- Born: March 6, 1963 (age 63) Melville, Saskatchewan

Curling career
- Brier appearances: 8 (1985, 1987, 1988, 1989, 1996, 1997, 2000, 2006)
- World Championship appearances: 3 (1988, 1989, 1997)
- Olympic appearances: 1 (2002)
- Top CTRS ranking: 1st (2004–05, 2005–06)
- Grand Slam victories: 5: World Cup (Jan 2003); The National (Nov. 2004)); Players' (2005); Canadian Open (2002, 2005)

Medal record
Men's Curling
Representing Canada
Olympic Games
| Silver medal – second place | 2002 Salt Lake City |  |
World Curling Championships
| Gold medal – first place | 1989 Milwaukee |  |
| Silver medal – second place | 1988 Lausanne |  |
Representing Alberta
Brier
| Gold medal – first place | 1988 Chicoutimi |  |
| Gold medal – first place | 1989 Saskatoon |  |
| Gold medal – first place | 1997 Calgary |  |
| Silver medal – second place | 1985 Moncton |  |
| Silver medal – second place | 1996 Kamloops |  |
Canadian Olympic Curling Trials
| Gold medal – first place | 2001 Regina |  |
| Silver medal – second place | 1987 Calgary |  |
| Silver medal – second place | 1997 Brandon |  |

= Don Walchuk =

Canadian curler

Donald J. Walchuk (born March 6, 1963, in Melville, Saskatchewan) is a Canadian curler from Edmonton, Alberta. For many years Walchuk played third for Kevin Martin's team, winning a silver medal at the 2002 Winter Olympics. On Martin's rink, Walchuk was known especially for his "high heat" - his big-weight takeout shots.

== Curling career ==
Walchuk played for Pat Ryan as his lead (1985–1986) and his second (1987–1989). With Ryan, Walchuk won four provincial championships, two Briers (1988, 1989) and a World Championship (1989).

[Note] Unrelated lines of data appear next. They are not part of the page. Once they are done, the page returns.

PR #4316, opened 2019-05-31
Reduced the speed of the Centipede

Amazinite:
Even considering the fact that Hai engines are very good, the Centipede is rather fast for its size. This change brings the Centipede's speed in a bit.

Comparing with a Star Queen fitted with the same engines as the Centipede, as the Centipede was intended as a Hai version of the Star Queen.

Ship | Max Speed | Turn Rate (empty)
----|-----|----
Star Queen (5 spare outfit space) | 452.7 | 140
Centipede (current, 20 spare outfit space) | 830 | 169
Centipede (changed, 20 spare outfit space) | 622.5 | 156

### DIFF
--- a/data/hai ships.txt
+++ b/data/hai ships.txt
@@ -74,8 +74,8 @@ ship "Centipede"
 		"hull" 2400
 		"required crew" 35
 		"bunks" 131
-		"mass" 128
-		"drag" 3
+		"mass" 168
+		"drag" 4
 		"heat dissipation" .75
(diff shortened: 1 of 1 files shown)


ZBok:
I did thumbs up at the original proposed speed of mid 600's but it came down more? I thought 650ish was great

Amazinite:
At ~625, the Centipede was almost 40% faster than the Star Queen. I lowered that difference to only about 25%.

PR #4318, opened 2019-05-31
Add "Intro Epilogue" mission

jostephd:


data/intro missions.txt
```diff
@@ -451,3 +451,39 @@ conversation "end of intro missions"
...
+		not "main plot completed"
+	on offer
+		conversation
+			`The spaceport at <origin> is a completely different experience than you remember. When you first came here, you were a mere child gawking at the spaceships passing through to refuel on their way to bigger and richer worlds; when you left, you were a greenie captain, fighting tooth and nail to remain one step ahead of the bank's repossessors.`
+			branch "during main plot"
+				has "event: joined the free worlds"
+
+			`This time, however, you're an established merchant captain.`
+			`You receive a VIP's welcome in this small trading post. Merchants who shooed you away as a child are queueing up to buy your goods; young pilots are asking you for apprenticeships.`
+			`You ignore them all and walk over to the airport adjacent to the spaceport, where you rent a private jet and fly to your village. You spend a few days there, but soon you start feeling landsick. After resisting the symptoms for a few days, you finally give in, say your goodbyes and head back to your ship.`
```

After playing with Ryan, he played for Randy Ferbey in 1990 as his third, then skipped his own team from 1992 to 1994.

Walchuk joined Kevin Martin's team as third prior to the 1996 season. With Martin, he won the Brier in 1997, an Olympic silver medal in 2002, Canada Cup's in 2005 and 2006 and four Alberta provincial championships.

On May 7, 2008, Walchuk officially joined Team Kerry Burtnyk. Burtnyk, a two time Brier winner and gold and bronze medal winner at the world championships, recruited Walchuk as third to replace Dan Kammerlock. The foursome was rounded out by Richard Daneault (second) and Garth Smith (lead).

In 2010, Walchuk left the Burtnyk rink to form his own team with Chris Schille, D. J. Kidby and Don Bartlett.

== Personal life ==
Walchuk is an investment advisor for Raymond James Ltd.
He is married to Laurie Latter Walchuk. Together they have four children.